▶ [Prompt] Gather every line of the entries that includes the word "light".

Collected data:
..............................

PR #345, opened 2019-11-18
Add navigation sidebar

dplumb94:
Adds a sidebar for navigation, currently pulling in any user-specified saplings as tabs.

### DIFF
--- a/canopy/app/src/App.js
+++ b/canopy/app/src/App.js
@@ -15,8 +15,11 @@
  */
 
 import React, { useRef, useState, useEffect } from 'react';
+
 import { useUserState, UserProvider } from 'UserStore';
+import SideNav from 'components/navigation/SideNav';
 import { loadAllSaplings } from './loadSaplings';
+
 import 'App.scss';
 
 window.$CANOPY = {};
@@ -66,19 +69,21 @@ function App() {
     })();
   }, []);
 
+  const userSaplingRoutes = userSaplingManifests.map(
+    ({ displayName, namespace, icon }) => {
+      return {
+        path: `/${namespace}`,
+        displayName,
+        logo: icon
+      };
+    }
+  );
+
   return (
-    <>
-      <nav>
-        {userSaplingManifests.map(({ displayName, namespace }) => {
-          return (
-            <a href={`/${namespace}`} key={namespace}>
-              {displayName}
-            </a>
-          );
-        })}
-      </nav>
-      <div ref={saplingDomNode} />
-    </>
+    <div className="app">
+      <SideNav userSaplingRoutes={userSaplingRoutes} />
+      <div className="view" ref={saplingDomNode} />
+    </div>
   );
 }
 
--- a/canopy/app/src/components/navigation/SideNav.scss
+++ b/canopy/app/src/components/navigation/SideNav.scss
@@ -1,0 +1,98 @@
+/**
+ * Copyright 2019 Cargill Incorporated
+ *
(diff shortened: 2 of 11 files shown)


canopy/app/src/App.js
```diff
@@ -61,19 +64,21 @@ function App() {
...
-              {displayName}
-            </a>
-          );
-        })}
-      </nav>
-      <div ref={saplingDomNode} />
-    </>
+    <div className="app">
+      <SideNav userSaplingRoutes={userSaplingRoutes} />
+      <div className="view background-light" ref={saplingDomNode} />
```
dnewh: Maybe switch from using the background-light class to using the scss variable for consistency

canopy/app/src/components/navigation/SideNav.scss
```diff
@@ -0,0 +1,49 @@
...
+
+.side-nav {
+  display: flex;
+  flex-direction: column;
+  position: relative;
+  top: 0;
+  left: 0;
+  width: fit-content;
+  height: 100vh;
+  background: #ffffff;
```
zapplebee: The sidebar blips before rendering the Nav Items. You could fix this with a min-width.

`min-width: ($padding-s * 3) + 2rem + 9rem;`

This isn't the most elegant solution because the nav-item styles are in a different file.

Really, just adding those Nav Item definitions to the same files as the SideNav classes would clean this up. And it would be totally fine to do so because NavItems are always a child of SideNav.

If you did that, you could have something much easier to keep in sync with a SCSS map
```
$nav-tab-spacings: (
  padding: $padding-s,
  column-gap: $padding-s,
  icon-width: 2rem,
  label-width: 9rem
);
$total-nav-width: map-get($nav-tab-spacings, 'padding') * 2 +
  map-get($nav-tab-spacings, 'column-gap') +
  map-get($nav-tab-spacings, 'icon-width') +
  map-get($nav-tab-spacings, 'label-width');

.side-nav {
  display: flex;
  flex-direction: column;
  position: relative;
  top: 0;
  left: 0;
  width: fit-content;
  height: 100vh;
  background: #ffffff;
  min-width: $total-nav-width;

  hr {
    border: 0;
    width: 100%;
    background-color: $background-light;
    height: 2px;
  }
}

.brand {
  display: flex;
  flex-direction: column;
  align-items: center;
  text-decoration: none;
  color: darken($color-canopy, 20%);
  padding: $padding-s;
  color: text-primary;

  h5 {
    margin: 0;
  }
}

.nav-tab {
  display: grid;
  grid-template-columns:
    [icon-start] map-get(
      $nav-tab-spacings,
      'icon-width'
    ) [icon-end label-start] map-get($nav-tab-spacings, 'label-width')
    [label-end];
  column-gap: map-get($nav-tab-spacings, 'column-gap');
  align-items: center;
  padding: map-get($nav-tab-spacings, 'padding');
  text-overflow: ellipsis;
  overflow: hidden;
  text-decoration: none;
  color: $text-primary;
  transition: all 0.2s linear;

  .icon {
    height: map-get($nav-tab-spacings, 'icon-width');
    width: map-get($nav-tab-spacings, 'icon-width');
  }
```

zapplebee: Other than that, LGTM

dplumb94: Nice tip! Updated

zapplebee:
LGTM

..............................

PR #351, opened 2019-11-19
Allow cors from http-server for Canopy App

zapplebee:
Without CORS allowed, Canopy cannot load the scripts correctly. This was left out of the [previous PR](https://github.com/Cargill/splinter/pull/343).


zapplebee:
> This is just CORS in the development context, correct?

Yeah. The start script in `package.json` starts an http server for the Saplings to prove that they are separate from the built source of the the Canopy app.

..............................

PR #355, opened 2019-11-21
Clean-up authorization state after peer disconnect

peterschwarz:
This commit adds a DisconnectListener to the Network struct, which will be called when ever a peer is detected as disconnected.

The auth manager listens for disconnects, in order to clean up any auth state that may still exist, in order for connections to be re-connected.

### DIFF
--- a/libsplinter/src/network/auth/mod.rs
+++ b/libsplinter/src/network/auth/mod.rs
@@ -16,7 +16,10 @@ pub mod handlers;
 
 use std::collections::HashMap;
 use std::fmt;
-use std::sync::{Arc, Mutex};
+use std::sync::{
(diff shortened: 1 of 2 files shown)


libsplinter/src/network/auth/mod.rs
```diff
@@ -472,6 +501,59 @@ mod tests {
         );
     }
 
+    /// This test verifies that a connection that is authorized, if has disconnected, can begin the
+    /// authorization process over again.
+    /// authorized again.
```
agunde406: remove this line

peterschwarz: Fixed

..............................

▶ [Written answer]
+      <div className="view background-light" ref={saplingDomNode} />
dnewh: Maybe switch from using the background-light class to using the scss variable for consistency
    background-color: $background-light;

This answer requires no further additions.